E X H A L E / E X I L E

I once had a yoga teacher who would use the word “exile” when he meant to say “exhale.” This was because of his accent. I was still in Bombay, before leaving for Canada twenty years ago. I had a perpetually blocked nose thanks to a deviated septum, and my family doctor – Dr. Hansotia – sent me to this man.

“Exile! Exile! Exile!” the teacher would say, letting out the breath from his belly and mouth at great speed, encouraging us to do the same. I found the idea of breathing in a closed space with fifteen other humans quite repugnant – all those germs moving around with the arrogance of frequent flyers, threatening to enter whomever they chose. But the word “exile” stayed with me, purely for its comic effect. Back then, I hardly knew what “exile” meant. Little did I know that the word would enter me more than any other germ, cause me to sneeze, writhe with fever, laugh, dance, dream, cry, do who knows what, as time went on, as a result of hurling myself from Bombay to Vancouver like a swashbuckling pirate. Now my swagger has gone, and I am as loose and unable to come back as Dr. Hansotia’s wife’s underwear.

Some time ago, I came upon this passage by Edward Said:

Exile is strangely compelling to think about but terrible to experience. It is the unhealable rift forced between a human being and a native place, between the self and its true home: its essential sadness can never be surmounted. The achievements of exile are permanently undermined by the loss of something left behind for ever.

This is a terrible piece of writing. Terrible in its truthfulness, in the feeling it evokes, in its ability to both ask a question and then conclude, without question, that there is no solution to its pain. It left me feeling weak and angry. I have been moved by literature time and again, inspired by its awesome power, such as when I first read A Fine Balance by Rohinton Mistry, or Flannery O’Connor’s “A Good Man Is Hard to Find,” or Zora Neale Hurston’s Their Eyes Were Watching God. These are stories that contain truths. This passage, however, was truth that told a story, my story. And I couldn’t bear to hold it in my hands. Twenty years of being in a foreign land, and instead of gaining something, I was being told that I had lost?

I cannot remember my yoga teacher’s face. At least, not entirely. I remember his nostrils and his mouth. But not the eyes. He almost never opened his eyes. I have a feeling he was from Kerala, and was stuck in Bombay. He was expressing, through his nostrils, what Said had written. The self and its true home were so far apart that only breathing could calm him down, smooth out his anxiety. I didn’t know at the time that he was offering me a tool, a coping mechanism that I could use in Canada. Dr. Hansotia hadn’t sent me to him because of my deviated septum. He’d sent me to this man because he somehow knew that my leaving India was going to cost me much more than international student fees.

“Why are you going?” he asked me, when I went to his clinic for a final checkup just before I left. I still remember the day and date. August 11, 1998. It was a Tuesday. I was set to leave for Canada a week later.

“I’m going there to study,” I said. “Study what?”

“Er . . . creative writing.”

“You want to be the next Tennessee Williams?” “No,” I said. “I mean . . .”
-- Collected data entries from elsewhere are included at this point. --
PR #11054, opened 2026-04-21
refactor: Use ProcessManager to run composer operations

dmaretskyi:
## Summary

Decomposes the compute-runtime package into focused modules so the process manager is easier to read and extend. No behavior changes — pure mechanical refactor on top of the existing service-mesh work.

Starting point was a single 1234-line `ProcessManager.ts`. After this branch:

| File | Lines | Purpose |
|------|-------|---------|
| `ProcessManager.ts` | 638 | Public types, `ProcessManagerImpl`, scoped layer factory |
| `ProcessHandle.ts` | 457 | `ProcessHandleImpl` — status atom, handler bookkeeping, alarms, ephemeral subscribers, lifecycle transitions |
| `ProcessOperationInvoker.ts` | 246 | Operation-to-process invoker + its layer |
| `process-trace.ts` | 203 | `buildBaseTraceContext`, `prepareProcessTracing`, `createProcessTraceService` |
| `trace-buffer.ts` | 87 | `EphemeralTraceBuffer` + `detachData` (strips ECHO proxies from `Schema.Unknown` payloads) |
| `process-id.ts` | 20 | `UUIDProcessIdGenerator` / `SequentialProcessIdGenerator` |

The branch also includes the earlier work on this session:

- `fix(compute-runtime): detach ECHO proxies from trace payloads` — fixes `Obj.make` recursion through `Schema.Unknown` event payloads that was breaking queue-trigger traces.
- `refactor(app-framework): route OperationInvoker through process manager` and `refactor(app-framework): drive HistoryTracker from trace messages` — part of the service-mesh / LayerSpec effort.
- `feat(functions): emit ephemeral operation input/output trace events` + sink routing work.

Memoized LLM conversation caches and inline trace-graph snapshots were regenerated to reflect the new trace flow.

## Why

- The monolithic `ProcessManager.ts` made the process-spawn flow hard to follow; each extracted helper has a single, documented responsibility.
- Isolating `ProcessHandleImpl` and the ephemeral buffer keeps the handle's internal state (atoms, queues, alarm timer) separate from the manager's registry/tree bookkeeping.
- `process-trace.ts` is now the single place describing how a process wires up into the tracing system (invocation start/end, ephemeral vs persisted routing, ECHO-proxy detachment).

## Test plan

- [x] `moon run compute-runtime:build` passes
- [x] `moon run compute-runtime:test` — 32/32 pass
- [x] `moon run functions-runtime:test` — 39 passed, 7 skipped
[...]

PR #11044, opened 2026-04-21
feat(assistant): add space-level MCP server configuration and chat invocation

richburdon:
## Summary

- Adds `McpServer` ECHO type in `@dxos/assistant-toolkit` for space-level MCP server configuration (name, URL, protocol, optional API key, enabled toggle)
- Adds "MCP Servers" tab in ChatOptions UI for CRUD management of MCP servers in the space
- Extends `McpToolkit.make()` with optional `apiKey` for authenticated MCP server connections
- Extends `AiConversation.createRequest()` with optional `mcpServers` param for space-level servers
- Wires space MCP servers through the agent process path via `AgentService.layer`

## Design

MCP servers are configured as ECHO objects at the space level, shared across all chats. The assistant transparently includes MCP tools alongside built-in tools — users invoke them via natural language.

Design spec: `docs/superpowers/specs/2026-04-21-mcp-chat-invoke-design.md`

## Future work

- `@completion` in prompt editor for explicit tool invocation
- Per-chat server filtering
- Tool grouping/labeling by server origin

## Test plan

- [ ] Build passes for all modified packages
- [ ] Lint passes
- [ ] Existing tests pass
- [ ] Manual: add MCP server via ChatOptions UI, verify it appears in the list
- [ ] Manual: toggle server enabled/disabled, verify tools are available/unavailable
- [ ] Manual: connect to an MCP server with API key auth

🤖 Generated with [Claude Code](https://claude.com/claude-code)

## Summary by CodeRabbit

* **New Features**
  * Space-level MCP server management in chat settings: list, toggle, add, remove
  * Per-server protocol selection (SSE/HTTP) and optional API key for authenticated connections
  * Enabled servers are automatically included in conversations and automation flows

* **Documentation**
  * Added design spec describing chat→MCP invocation behavior

* **Style**
  * UI text/translations and minor chat UI refinements for MCP controls

## Demo

https://github.com/user-attachments/assets/a3c1b8dd-ba61-42e2-9da6-54312e9c9e70

PR #12089, opened 2026-07-04
fix(assistant): restore space-level MCP server wiring to agent sessions

Steve:
## Summary

Space-level MCP server configs — `McpServer` ECHO objects added via the chat MCP panel — stopped reaching agent sessions, so a configured MCP server connected to nothing.

**Root cause.** The consumption wiring (a `getMcpServers` callback querying the space's enabled `McpServer` objects) originally lived in `plugin-automation`'s compute-runtime capability (#11044). The ProcessManager refactor (#11054) deleted that file, and the successor application-wide `AgentService` layer never re-provided the callback. The MCP panel and `McpServer` type survived; the wire that consumed them did not.

## Fix

Reconnect the wiring, now parameterized by `spaceId` — a single application-wide `AgentService` serves sessions across all spaces (unlike the original per-space layers), so the resolver must know which space a session belongs to:

- **`functions-runtime/agent-service/AgentService.ts`** — `getMcpServers` becomes `(spaceId) => Promise<McpServer[]>`; `getSession` binds the session's space (already derived from the feed URI) into the spawned process.
- **`functions-runtime/agent-service/agent-process.ts`** — resolves the space's MCP servers per request, so servers added or toggled at runtime take effect without respawning the process.
- **`plugin-assistant/capabilities/agent-service.ts`** — provides the resolver: looks up the space by id and returns its enabled `McpServer` configs. This is the layer permitted to depend on `assistant-toolkit`'s `McpServer` ECHO type, which keeps the dependency direction correct (the reason the resolver can't live down in `functions-runtime`).

Covers both interactive chat and the scheduled `AgentWorker`, since both spawn agent processes.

“Son, are you sure you want to become a writer?”

A writer? Who said anything about becoming a writer? What the hell was this guy talking about? But of course, secretly, that’s what I had decided. I just had no intention of announcing it. To anybody. To say it would make it real. This was my dirty little tryst with destiny. Perhaps, back then, I didn’t understand the seriousness of my undertaking – I was about to lock horns with something that was larger than me, more powerful, and completely dangerous. I was on my way to becoming a flammable object. That’s what writers are. And I knew I had it in me, this innate ability to combust.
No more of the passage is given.